Harvesting from the wild, known as wildcrafting, offers a free source of herbal remedies and provides the satisfaction of gathering your own herbs. The active constituents of wild plants are often more concentrated, because they’re more likely to be growing in their preferred environment. Various plants can even be found growing on waste ground or in “wild zones” in urban areas.
Some common plants, such as plantain or nettle, can also be harvested readily from the wild. However, many rarer species are under great pressure because of over-harvesting and a decline in natural habitats. In many countries it’s illegal to dig up the roots of any wild plant, and certain species may be protected.
In some countries there’s a strong tradition of wildcrafting. The trade in wild plants is monitored by the CITES convention developed by the IUCN (International Union for the Conservation of Nature); any endangered species are added to their “red list” and aren’t allowed to be gathered.
Never pick rare plants from the wild, even if they’re plentiful locally. Don’t deplete a stock of plants in an area; collect only enough for your use. Don’t harvest bark in the wild—chances are you’ll damage the tree.
Proper identification of wild plants is absolutely vital. Some plants looking similar to useful herbs could be toxic; this is especially true of plants from the Umbelliferae family, which includes angelica and gotu kola and also some poisonous plants such as hemlock. Always use a field guide with clear identification charts, and if you are not completely sure, don’t risk it.
Don’t harvest plants growing along a main road, whether in the countryside or in the city, due to the high amounts of lead and other pollutants they might contain. Similarly, avoid plants growing at the bottom of trees in urban areas if they are obviously favored spots for dogs.
It’s also essential to check that waste ground hasn’t been used as a dump for poisonous waste; ask locally if you are not sure. Don’t gather herb plants close to factories or any other obvious potential source of pollution. Always make sure that there are no signs of recent weed killer use or crop spraying.
Where to forage
In urban areas, numerous herbs known as “pioneer plants” may be found growing readily on waste ground or in wild zones, which are found in most large parks.

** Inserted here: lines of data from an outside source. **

PR #12515, opened 2022-05-11
Exposed Native Engine capabilities to Babylon.js, fixes morph targets on Babylon Native Android

SergioRZMasson:
## Overview

Morph targets are currently failing on Babylon Native when running on Android since bgfx does not support Texture2D arrays for Android API BGFX_CONFIG_RENDERER_OPENGLES lower than 31 (currently set to 30). The appropriate way of handling this type of problem would be to check bgfx capabilities and handle it appropriately on the JS side by setting ```canUseTextureForTargets``` property at ```MorphTargetManager```. This PR exposes all capabilities info provided by the Native Engine so they can be accessed by the js NativeEngine and appropriately handled by Babylon.js 

## Aditions

- Exposed Native engine caps to javascript. 
- After this PR gets merged the following [Babylon Native PR](https://github.com/BabylonJS/BabylonNative/pull/1075) can be merged.
- Fixes [Android Morph Targets](https://github.com/BabylonJS/BabylonNative/issues/1049) issue on Babylon Native.


RaananW (approved):
Waiting for @sebavan review as well before merging

packages/dev/core/src/Engines/webgpuEngine.ts
```diff
@@ -810,6 +810,7 @@ export class WebGPUEngine extends Engine {
             supportSRGBBuffers: true,
             supportTransformFeedbacks: false,
             textureMaxLevel: true,
+            texture2DArrayMaxLayerCount: this._webGLVersion > 1 ? 256 : 128,
```
deltakosh, line 813: not sure what it means here to have a webglversion (for webgpu)

packages/dev/core/src/Engines/nullEngine.ts
```diff
@@ -152,6 +152,7 @@ export class NullEngine extends Engine {
             supportSRGBBuffers: false,
             supportTransformFeedbacks: false,
             textureMaxLevel: false,
+            texture2DArrayMaxLayerCount: this._webGLVersion > 1 ? 256 : 128,
```
deltakosh, line 155: not sure what it means here to have a webglversion (for nullengine we do't care)

packages/dev/core/src/Engines/webgpuEngine.ts
SergioRZMasson: You are right @deltakosh, this value should be set to 2048 for webgpu. Updated in the latest commit.

packages/dev/core/src/Engines/Native/nativeInterfaces.ts
```diff
@@ -87,6 +87,31 @@ interface INativeEngineConstructor {
...
+    readonly CAPS_LIMITS_MAX_INDEX_BUFFERS: number;
+    readonly CAPS_LIMITS_MAX_VERTEX_BUFFERS: number;
+    readonly CAPS_LIMITS_MAX_DYNAMIC_INDEX_BUFFERS: number;
+    readonly CAPS_LIMITS_MAX_DYNAMIC_VERTEX_BUFFERS: number;
+    readonly CAPS_LIMITS_MAX_UNIFORMS: number;
+    readonly CAPS_LIMITS_MAX_OCCLUSION_QUERIES: number;
+    readonly CAPS_LIMITS_MAX_ENCODERS: number;
+    readonly CAPS_LIMITS_MIN_RESOURCE_CB_SIZE: number;
+    readonly CAPS_LIMITS_TRANSIENT_VB_SIZE: number;
+    readonly CAPS_LIMITS_TRANSIENT_IB_SIZE: number;
```
bghgary, line 113: Are these all being used?

packages/dev/core/src/Engines/nativeEngine.ts
```diff
@@ -888,6 +888,7 @@ export class NativeEngine extends Engine {
             supportSRGBBuffers: true,
             supportTransformFeedbacks: false,
             textureMaxLevel: false,
+            texture2DArrayMaxLayerCount: _native.Engine.CAPS_LIMITS_MAX_TEXTURE_LAYERS,
```
bghgary, line 891: We need to increment the PROTOCOL_VERSION for this change.

packages/dev/core/src/Engines/Native/nativeInterfaces.ts
SergioRZMasson: No, we currently only use CAPS_LIMITS_MAX_TEXTURE_LAYERS, but I'm exposing all limits provided by bgfx in case the native engine needs any of them in the future. This way we don't have to change the PROTOCOL_VERSION again.

bghgary: I'm not sure about this. My guess is that you will have to update the protocol version anyways as this list may not translate correctly.

SergioRZMasson: I've updated the exposed caps to only have the ones we currently require or have a direct equivalent on the js caps.

bghgary (approved):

The edges of allotments or disused railway lines may also be good places to find relatively uncontaminated plants. Don’t harvest near main roads, but if you collect young shoots in the spring and avoid the mature plant and roots, you can minimize the amount of undesired pollutants.
Most of us live in cities, and by harvesting plants near your home, you reduce the carbon footprint associated with their transportation. There is also an argument that plants tough enough to thrive in urban conditions may be particularly appropriate and useful for city dwellers; definitely they’re likely to have very concentrated levels of active constituents.
In rural areas, one of the best locations to forage for herbs is the land and hedges around organic farms, but don’t go on to a farmer’s property without asking for their permission first.
If you’re in doubt about whether a location is suitable for wildcrafting from a sustainability point of view, ask your local Wildlife Trust or similar for advice on the plants you want to gather.
When to harvest
Herbs produce their volatile oils at night, so the best time to harvest most plants is in the early morning as soon as the dew has evaporated. Collecting on a dry day means they’ll keep better and are less likely to grow mold. Collect a plant at the peak of its season and maturity to make sure it will have the highest concentration of active constituents.
In general, gather the leaves as they unfurl throughout the spring or early summer; the flowers as they start to bloom; and fruits and berries just as they become ripe.
Harvest the seeds from plants such as fennel while they’re still on the plant, or cut off stems with whole seedheads to dry. Smaller, dry seeds can be collected by shaking a seedhead into a paper bag.
Most berries are ripe if they come away from the plant easily when gently tugged, or you can snip off complete trusses and separate the berries from the stems at home in your kitchen.